EgoTwin: Dreaming Body and View in First Person
Jingqiao Xiu, Fangzhou Hong, Yicong Li, Mengze Li, Wentao Wang, Sirui Han, Liang Pan, Ziwei Liu
2025-08-25
Summary
This paper focuses on creating realistic videos from a first-person perspective, like what you'd see if you were wearing a camera, and making sure the movements in the video match what a person would naturally do while filming. It's about generating both the video *and* the body motions at the same time.
What's the problem?
Generating videos from a first-person view is hard because it requires two things to work together perfectly. First, the camera's movement in the video needs to match the head movements of the person 'wearing' the camera. Second, the actions of the person in the video should logically cause the things you see to happen – for example, if someone reaches out, you should see them touch something. Existing methods are good at making videos from an outside perspective, but struggle with this coordination in first-person views.
What's the solution?
The researchers developed a system called EgoTwin.
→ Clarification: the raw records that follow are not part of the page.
PR #312, opened 2021-03-02
Delete modal - create a shared delete modal, use for all deletions

himdel:
Fixes https://issues.redhat.com/browse/AAH-358

This unifies the confirmation modal for all deletions/removals in the app so that we're:

* using a confirmation modal,
* using patternfly title with `titleVariant='warning'` to fix the icon alignment in the header
* the title has the second word lowercased (Delete user => Delete group)
* there's a description, with the name of the deleted item in bold

It also adds a missing Delete button to the group detail screen (user detail has it),
tweaks `.gitignore` and `.prettierignore` to ignore vim swap files,
fixes a logo console warning,
and updates the Users tab in Group detail to work with 10+ users.
(I can split these off if needed :).)

**Before**:

Users > kebab Delete - icon alignment, missing bold

usersb

Users > detail > Delete - icon alignment, missing bold

userdb

Groups > Delete - icon alignment, missing description

groupsb

Groups > detail > Delete - no such button

groupdetb

Groups > detail > tab Users > kebab Remove - no confirmation modal, removed directly

---

**After**:

Users > kebab Delete

users

Users > detail > Delete

userd

Groups > Delete

groups

(see comments for a version with a list/count of users)

Groups > detail > Delete

groupdet
groupd

(see comments for a version with a list/count of users)

Groups > detail > tab Users > kebab Remove

groupuser

---

~~Question: right now, a group can be deleted even if it has users assigned to it. Should that be possible? Warning at least?~~
Resolved by showing a list of affected users.

### DIFF
--- a/src/containers/group-management/delete-group-modal.tsx
+++ b/src/containers/group-management/delete-group-modal.tsx
@@ -1,0 +1,51 @@
+import * as React from 'react';
+import { List, ListItem, Spinner } from '@patternfly/react-core';
+import { DeleteModal } from '../../components/delete-modal/delete-modal';
+
+interface IProps {
+  count?: number;
+  cancelAction: () => void;
+  deleteAction: () => void;
+  name: string;
+  users?: any[];
+}
+
+export class DeleteGroupModal extends React.Component<IProps> {
+  render() {
+    const { cancelAction, count, deleteAction, name, users } = this.props;
+
+    return (
+      <DeleteModal
+        cancelAction={cancelAction}
+        deleteAction={deleteAction}
+        title='Delete group?'
+      >
+        <b>{name}</b> will be permanently deleted.
+        <p>&nbsp;</p>
+        <div>
+          {users && count > 10 && (
+            <p>Deleting this group will affect {count} users.</p>
+          )}
+          {users && count > 0 && count <= 10 && (
+            <>
+              <p>These users will lose access to the group content:</p>
+              <List>
+                {users.map(u => (
+                  <ListItem key={u.username}>
+                    <b>{u.username}</b>
+                  </ListItem>
+                ))}
+              </List>
+            </>
+          )}
+          {users && !count && <p>No users will be affected.</p>}
+          {!users && (
+            <p>
+              Checking for affected users... <Spinner size='sm' />
+            </p>
+          )}
+        </div>
+      </DeleteModal>
+    );
+  }
+}
--- a/src/containers/group-management/delete-group-modal.tsx
+++ b/src/containers/group-management/delete-group-modal.tsx
@@ -1,13 +1,14 @@
 import * as React from 'react';
 import { List, ListItem, Spinner } from '@patternfly/react-core';
 import { DeleteModal } from '../../components/delete-modal/delete-modal';
+import { UserType } from '../../api';
 
 interface IProps {
   count?: number;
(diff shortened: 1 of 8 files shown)


himdel:
@sbuenafe-rh can you review please? :) This should be unifying all the galaxy UI removal deletion confirmation modals and aligning them with patternfly guidelines.

ZitaNemeckova (approved):
LGTM 👍 I'd like to get Susan's approval before merge.

sbuenafe-rh:
@himdel The delete user and remove user from group modals look good. 

Deleting a group's message needs to be reworked a little to mention that the users in this group will lose access. Not sure if we can list out the users...

himdel:
@sbuenafe-rh thanks :) would something like this make sense?

for a bit, if the users list is not already loaded (the blue bit is a small spinner, spinning):

spin

empty group:

none

nonempty group:

some

Any ideas how to deal with groups with 10+ users?

(WIP: right now this is only implemented on the group detail screen, and not limiting the number of users to display in the list, nor the list height)

sbuenafe-rh:
@himdel looks good! For 10+ users, we could just state that deleting this group will affect [X] users.

himdel:
Thanks, updated... :)

For up to 10 items...




Over 10...





I've also fixed the Users tab in group detail to show more than 10 items, sorted by username,
moved the group deletion view logic to a shared modal and used this from the group-list, so both group deletions should behave the same now :).

Ready for more review :)

src/containers/group-management/delete-group-modal.tsx
```diff
@@ -0,0 +1,51 @@
+import * as React from 'react';
+import { List, ListItem, Spinner } from '@patternfly/react-core';
+import { DeleteModal } from '../../components/delete-modal/delete-modal';
+
+interface IProps {
+  count?: number;
+  cancelAction: () => void;
+  deleteAction: () => void;
+  name: string;
+  users?: any[];
```
ZitaNemeckova, line 10: Use `UserType ` instead of `any`.

src/containers/group-management/group-list.tsx
```diff
@@ -48,6 +47,8 @@ interface IState {
   alerts: AlertType[];
   groups: any[];
   createModalVisible: boolean;
+  deleteModalCount?: number;
+  deleteModalUsers?: any[];
```
ZitaNemeckova, line 51: This should be `UserType` as well.

src/loaders/standalone/standalone-loader.tsx
```diff
@@ -163,15 +163,16 @@ class App extends React.Component<RouteComponentProps, IState> {
...
-        logo={
+        logo={<SmallLogo alt={APPLICATION_NAME}></SmallLogo>}
+        logoComponent={({ children }) => (
           <Link
             to={formatPath(Paths.searchByRepo, {
               repo: this.state.selectedRepo,
             })}
           >
-            <SmallLogo alt={APPLICATION_NAME}></SmallLogo>
+            {children}
```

It uses a powerful type of artificial intelligence called a diffusion transformer. EgoTwin focuses on representing human motion relative to the head, meaning it tracks how the head is moving and builds the body movements around that. It also includes a way for the video and motion to 'talk' to each other during the creation process, ensuring that actions in the video cause realistic movements and vice versa. They also created a large dataset of videos with matching motion data to train and test their system.
Why it matters?
This work is important because it brings us closer to creating truly immersive virtual reality experiences or realistic simulations. If we can automatically generate first-person videos with accurate and natural movements, it opens up possibilities for training, entertainment, and even helping people with disabilities by creating assistive technologies.
Abstract
While exocentric video synthesis has achieved great progress, egocentric video generation remains largely underexplored, which requires modeling first-person view content along with camera motion patterns induced by the wearer's body movements. To bridge this gap, we introduce a novel task of joint egocentric video and human motion generation, characterized by two key challenges: 1) Viewpoint Alignment: the camera trajectory in the generated video must accurately align with the head trajectory derived from human motion; 2) Causal Interplay: the synthesized human motion must causally align with the observed visual dynamics across adjacent video frames. To address these challenges, we propose EgoTwin, a joint video-motion generation framework built on the diffusion transformer architecture. Specifically, EgoTwin introduces a head-centric motion representation that anchors the human motion to the head joint and incorporates a cybernetics-inspired interaction mechanism that explicitly captures the causal interplay between video and motion within attention operations. For comprehensive evaluation, we curate a large-scale real-world dataset of synchronized text-video-motion triplets and design novel metrics to assess video-motion consistency. Extensive experiments demonstrate the effectiveness of the EgoTwin framework.